CEQ proposes that agencies use the social cost of greenhouse gases (SC-GHG) to “translate climate impacts into the more accessible metric of dollars.” In other words, agencies can weigh the SC-GHG-estimated “climate benefits” of blocking a proposed project against the economic returns expected from the project. That is sophistry. Effects that are too small to detect or experience are “benefits” in name only. Illusory benefits should not be weighed in the same scale with compliance costs that verifiably impose measurable costs on identifiable firms or individuals.
In any event, the SC-GHG estimates of the U.S. Government’s Interagency Working Group (IWG) have their own inflated emissions baseline problem. The IWG published technical support documents (TSD) estimating the social cost of carbon dioxide (SC-CO2) in 2010, 2013, 2016, and 2021. Each TSD uses the average of five emission scenarios as the baseline for estimating the incremental damage of an additional ton of CO2. The five scenarios average out to a baseline projection of 17,195 GtCO2 from 2000 to 2300—2.4 to 4.6 times estimated fossil fuel reserves.
For CO2 emissions to reach 17,195 gigatons, the same countries that eagerly joined the Paris Agreement would have to collude to make burning coal a top global priority. That is beyond ridiculous.
The mean RFF baseline projection for 2000-2300 is 5,000 GtCO2—less than one-third of the IWG mean projection.
In short, CEQ’s claim that there is “little time left” to avert catastrophe is not credible. That might be the case if researchers suddenly realized emissions will be more than double the level previously projected for 2050, more than five times the level previously projected for 2100, and more than three times the level previously projected for 2000-2300. However, that is not what happened. Instead, the best available information suggests emissions in 2050, 2100, and 2300 will be much lower than “consensus” climatology assumed.
Methodological Bias: Overheated Climate Models
Another major reason to doubt the reality of a climate crisis is the persistent mismatch between modeled and observed warming in the troposphere, the atmospheric layer where most of the greenhouse effect occurs. The IPCC used the CMIP5 generation of climate models in AR5 and the CMIP6 generation in AR6. The CMIP5 models hindcast twice the observed warming in the tropical troposphere since 1979.
About one-third of the AR6 models have higher equilibrium climate sensitivities (ECS) than any model in the AR5 ensemble. ECS is the term used to describe how much warming will occur after the climate system fully adjusts to a doubling of atmospheric CO2 concentrations.
The tropics at altitude 300-200 hPa is the region best suited to test the validity of climate models. As explained by McKitrick and Christy (2018):
- All models predict a strong warming signal at 300-200 hPa in the tropical atmosphere.
- The region is well-monitored by satellites and weather balloons.
- The region is too high in altitude to be influenced by urban heat islands.
- Climate models are not “tuned” to match temperature trends in the tropical troposphere, so model simulations are genuinely independent of the data used to test them.

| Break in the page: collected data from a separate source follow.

PR #5451, opened 2023-09-29
IDF 5 fixes for various components from test1.yaml

kbx81:

IDF 5 fixes for various components compile-tested in our existing `test1.yaml` file.

## Types of changes

- [x] Other

## Test Environment

- [ ] ESP32
- [x] ESP32 IDF
- [ ] ESP8266
- [ ] RP2040

```yaml
# Example config.yaml

```

## Checklist:

### DIFF
--- a/esphome/components/ota/automation.h
+++ b/esphome/components/ota/automation.h
@@ -54,11 +54,7 @@ class OTAEndTrigger : public Trigger<> {
   }
 };
 
-#if ESP_IDF_VERSION_MAJOR >= 5
-class OTAErrorTrigger : public Trigger<long int> {
-#else
-class OTAErrorTrigger : public Trigger<int> {
-#endif
+class OTAErrorTrigger : public Trigger<uint8_t> {
  public:
   explicit OTAErrorTrigger(OTAComponent *parent) {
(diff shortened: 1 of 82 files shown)


HeMan (approved):

esphome/components/ota/automation.h
```diff
@@ -54,7 +54,11 @@ class OTAEndTrigger : public Trigger<> {
   }
 };
 
+#if ESP_IDF_VERSION_MAJOR >= 5
+class OTAErrorTrigger : public Trigger<long int> {
+#else
 class OTAErrorTrigger : public Trigger<int> {
+#endif
```
jesserockz: Why does this need to change?

Also the `error` variable is always a `uint8_t` anyway, so the trigger can probably be changed to `uint8_t` as well...

kbx81: Oh sweet! I didn't dig in quite that deep. The compiler complained about the type and it led me here. Let me take another look...

kbx81: Pushed a change, let me know if this looks right...

jesserockz (approved):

The CMIP6 models on average overshoot observed warming in the tropics at 300-200 hPa by more than a factor of two. Moreover, no CMIP6 model gets it right. All project too much warming.

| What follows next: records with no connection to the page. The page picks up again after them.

PR #5458, opened 2023-10-01
Tuya Number: split "multiply" to a separate option

### LINKED ISSUE #4928: Tuya Number "step" attribute serves double duty
### The problem

I am configuring a dehumidifier with the Tuya MCU component. Unfortunately there is no dehumidifier HA component support, nor support for Climate devices with no target temperature, so I am configuring these as individual sensors etc.

One of the data points is, well, the "target humidity" :smiley: The MCU accepts values from 30 to 80, in increments of 5 - so 30, 35, 40, 45, etc. Values in between (e.g. 32) are ignored, and nothing is configured on the MCU.

So I naturally tried configuring this with:
```yaml
  - platform: tuya
    name: "Target humidity"
    number_datapoint: 4
    min_value: 30`
    max_value: 80
    step: 5
```

Unfortunately this resulted into nonsensical values, like "325", because -as a careful look at the documentation reveals- the `step` attribute is _"used as the scaling factor for the Number"_. This MCU reports and accepts just "65" for "65%".

The Modbus Controller Number documentation (which I have not tested) seems to suggest that it has a separate `step` attribute, and a `multiply` attribute. The Template Number has a `step`, and no multiply. The Tuya Climate component has a `temperature_multiplier` attribute. The Sensor components have filters, of course.

Having a way to set the `step` separately from the multiplier feels useful. It's impossible to create a valid configuration for my MCU as things are. Perhaps that would be a feature request, but I'm choosing to file this as an issue because calling it "step" is a) misleading b) inconsistent with other integrations.

2023.9.1

Home Assistant Add-on

_No response_

ESP8266

### Board

_No response_

_No response_

### Example YAML snippet

_No response_

_No response_

### Additional information

_No response_

paravoid:

Commit 9d4f471 (PR #5108), part of ESPHome 2023.9.1, introduced a multiplication factor for Tuya Number, to be used when converting from a float (say, pH 5.2) to an integer-only data-point (say, 5200).

However, that commit overloaded the "step" attribute, incorrectly assuming that all stepped values are supposed to be multiplied. There are devices in the wild that expect integers to be moved in steps, but do not require any multiplication; for example, a dehumidifier that accepts an integer for target humidity, but only in steps of 5%.

With the aforementioned commit, it's impossible to correctly configure such a device. Moreover, despite documented, it is counter-intuitive, as "step" (CONF_STEP) now does something different compared to other ESPHome components.

To resolve this, revert "step" to its previous function, and add a separate "multiply" attribute, using the standard CONF_MULTIPLY key. This follows what other components do, such as for example the Modbus Controller Number component, thereby providing an additional knob in a standard way.

## Types of changes

- [x] Breaking change (fix or feature that would cause existing functionality to not work as expected) : _sort of: this breaks 2023.9.1 configs, but restores <= 2023.9.0 configs_
- [ ] Other

**Related issue or feature (if applicable):** fixes esphome/issues#4928

**Pull request in [esphome-docs](https://github.com/esphome/esphome-docs) with documentation (if applicable):** esphome/esphome-docs#3224

## Test Environment

- [ ] ESP32
- [ ] ESP32 IDF
- [x] ESP8266
- [ ] RP2040

```yaml
tuya:

number:
  - platform: tuya
    name: "Target humidity"
    number_datapoint: 4
    min_value: 30`
    max_value: 80
    step: 5
```

```yaml
tuya:

number:
  - platform: tuya
    name: "pH Low Limit"
    number_datapoint: 108
    min_value: 0
    max_value: 15
    multiply: 100
```

## Checklist:

### DIFF
--- a/esphome/components/tuya/number/__init__.py
+++ b/esphome/components/tuya/number/__init__.py
@@ -6,6 +6,7 @@ from esphome.const import (
     CONF_NUMBER_DATAPOINT,
     CONF_MAX_VALUE,
     CONF_MIN_VALUE,
+    CONF_MULTIPLY,
     CONF_STEP,
 )
 from .. import tuya_ns, CONF_TUYA_ID, Tuya
@@ -31,6 +32,7 @@ CONFIG_SCHEMA = cv.All(
             cv.Required(CONF_MAX_VALUE): cv.float_,
             cv.Required(CONF_MIN_VALUE): cv.float_,
             cv.Required(CONF_STEP): cv.positive_float,
+            cv.Optional(CONF_MULTIPLY, default=1.0): cv.float_,
         }
     )
     .extend(cv.COMPONENT_SCHEMA),
@@ -49,7 +51,8 @@ async def to_code(config):
         step=config[CONF_STEP],
     )
 
-    paren = await cg.get_variable(config[CONF_TUYA_ID])
-    cg.add(var.set_tuya_parent(paren))
+    cg.add(var.set_write_multiply(config[CONF_MULTIPLY]))
+    parent = await cg.get_variable(config[CONF_TUYA_ID])
+    cg.add(var.set_tuya_parent(parent))
 
     cg.add(var.set_number_id(config[CONF_NUMBER_DATAPOINT]))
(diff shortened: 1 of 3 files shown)


paravoid:
@InvncibiltyCloak, since you authored this multiplication feature, I'd appreciate your review! Turns out that PR did introduce a regression I'm afraid :)

@ssieb & @jesserockz, also tagging you since you reviewed & merged the original change.

jesserockz (approved):
This makes total sense. Thanks for fixing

To sum up, the “science” underpinning the crisis narrative is a doubly-biased methodology in which overheated models are run with inflated emission scenarios. Absent those biases, climate change assessments would project less warming, smaller climate impacts, and lower tipping point risks. That means the urgency for “climate action” is much reduced even if one disregards the strong positive trends in global health and welfare, the 99.4 percent reduction in climate-related mortality risk over the past century, the almost fivefold reduction in the relative economic impact of damaging weather in recent decades, and the immense agricultural and ecological benefits of atmospheric CO2 enrichment.